So we got forward mode, essentially free. Sweet.

However, if you look into the code for Jet, what you'll see, is that it's tracking the gradient of every partial derivative, through every calculation. If you were to have a large number of input dimensions (e.g. training a neural net) this calculation gets expensive. I believe it to be O(n).

The motivation for reverse mode differentiation, is that it is O(1).

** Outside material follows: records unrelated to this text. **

PR #3648, opened 2026-06-10
[18.0][ADD] compute_field_after_install

sebalix:
Migrate module from PR:
- #3157


legalsylvain (changes requested):
There was a lot of questions in the initial PR regarding the design. (That has never been merged.)
Could you answer here before migrating the module ?
https://github.com/OCA/server-tools/pull/2774
Thanks !

sebalix:
@legalsylvain I updated the module description with a warning section.
Regarding the order on `id DESC` it has been done on 16.0. For the use of `pre_init_hook` I'm lacking of context why it hasn't been done that way, probably to reduce the upgrade time to its minimum.

legalsylvain:
Hi . Sorry I didn't express myself clearly. I'd like we finish the discussion regarding the opportunity or not to have this module in the OCA in the first PR, to avoid arguments in many places. If you think this module is relevant, could you expose argument regarding the previous pending remarks ? 
- describe a real use case, not solved in the "classic" way : https://github.com/OCA/server-tools/pull/2774#issuecomment-1839391285 by @legalsylvain 
- raising a lot of side-effects, and the gate to the hell : https://github.com/OCA/server-tools/pull/2774#issuecomment-1839387212 by @pedrobaeza 
- ...

Thanks !

PR #3660, opened 2026-06-22
[18.0][FIX] base_name_search_improved: Call the name_search() method with the appropriate limit

victoralmau:
Call the `name_search()` method with the appropriate limit

It is important to call the name_search() method with the appropriate limit so that the filter is truly effective

Example use case:
- Thousands of products
- We apply filter A + smart_search = B
- By default, name_search() applies limit=100, so we will only get a total of 100 records to build the domain in _search_smart_search()
- When applying the A filter, the smart_search domain will return some incorrect records (4, for example); however, if the total number of possible records were specified as the limit, the correct domain would be returned (20 possible records, for example)

@Tecnativa TT63353


flotho (approved):
easy code review, LGTM

PR #3663, opened 2026-06-24
[IMP] base_fontawesome: add fontawesome_picker field widget

MarianoMartinezGC:
## What

Add a reusable OWL field widget, `fontawesome_picker`, that can be applied to
any `Char` field storing a FontAwesome CSS class.

`<field name="icon" widget="fontawesome_picker"/>`

Instead of typing the class by hand, the user gets a searchable grid of icons
with a live preview and a clear button. Selecting an icon writes its full class
(e.g. fa fa-shopping-cart) into the field.

Why

Fields that store a FontAwesome class are currently filled by typing the class
name from memory. This is error-prone (a typo renders nothing) and slow, since
it forces the user to look the icon up outside Odoo. There is no free OCA widget
for this today.

How

- The icon catalog is read at runtime from the loaded stylesheets (the same
technique as web_editor's icon selector), so it always reflects the
FontAwesome version shipped by this module — no hard-coded list to maintain.
The selector-scan is replicated locally so the module keeps depending on web
only (avoiding web_editor and its globally-cached computeFonts).
- Built as a Component-based field (not a CharField subclass) so the search
input inside the dropdown does not interfere wit
- The dropdown is rendered through the popover service (floats in the viewport,
single scroll); the rendered grid is capped, with a hint to refine the search.
- Registered for form views only.
- Covered by a QUnit suite (catalog read, search filtering, selection, clear,
readonly rendering, capped grid, empty-catalog fallback).

How to test

On a runboat build (database with all modules),
widget="fontawesome_picker" to any Char field of
via Studio or a quick view override). Open the form: the field shows a button
with the current icon; clicking it opens a searchable grid; picking an icon
writes its class and previews it; the clear button empties the value.

FL-556-9206


IVA-BO (approved):

rodrigogarciafl (approved):

MarianoMartinezGC:
@legalsylvain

The implementation is fascinating from both a maths and implementation perspective. The reverse mode AD algorithm uses some cunning mathematics (not described here) and required you to build a directed (acyclic) graph of the calculation. Gradients are then pushed "backward" through the graph. An example

import spire._
import spire.math._
import spire.implicits.*
import _root_.algebra.ring.Field
import spire.algebra.Trig
import vecxt.all.*
import vecxt.BoundsCheck.DoBoundsCheck.yes
import spire.math.Jet.*
import io.github.quafadas.inspireRAD.*
import io.github.quafadas.inspireRAD.TejVDoubleAlgebra.*
import io.github.quafadas.inspireRAD.TejVDoubleAlgebra.ShowDetails.given

given graph: TejVGraph[Double] = TejVGraph[Double]()

val data = Matrix.fromRows(
  Array(1.0, 2.0),
  Array(-1.0, -2),
  Array(4.0, 5.0)
).tej
// data: TejV[Matrix, Double] = TejV(value = vecxt.matrix$Matrix@78be4cd)

val weights = Matrix.fromColumns(Array(0.1, 0.2), Array(0.05, 0.1)).tej
// weights: TejV[Matrix, Double] = TejV(value = vecxt.matrix$Matrix@7ab7ac73)

val probits = (data @@ weights).exp.normaliseRowsL1
// probits: TejV[[A >: Nothing <: Any] =>> Matrix[A], Double] = TejV(
//   value = vecxt.matrix$Matrix@7857fe70
// )
val selected = probits(Array((0,0), (1,1), (2, 0))).mapRowsToScalar(ReductionOps.Sum).log.mean
// selected: TejV[[T >: Nothing <: Any] =>> Scalar[T], Double] = TejV(
//   value = Scalar(scalar = -0.5183549628810483)
// )

val loss = selected * -1.0.tej
// loss: TejV[[T >: Nothing <: Any] =>> Scalar[T], Double] = TejV(
//   value = Scalar(scalar = 0.5183549628810483)
// )

loss.backward((weights = weights))
// res0: NamedTuple[Tuple1["weights"], *:[Matrix[Double], EmptyTuple]] = Tuple1(
//   _1 = vecxt.matrix$Matrix@37965b64
// )

traced.backward(weights) does the backward pass, and returns a named tuple of the gradient of the loss variable with respect to the input nodes, in this case "weights".

It is possible to inspect the calculation graph which is carried around in side the TejDim given.

graph.dag.toGraphviz will return a string representation of the graph. If you paste the output of the calculation graph into an online graphviz editor, you'll see something like this.

backward

To do it, it navigates the graph in reverse topological order, propagating its gradient to its child nodes in accordance with the chain rule. Hopefully.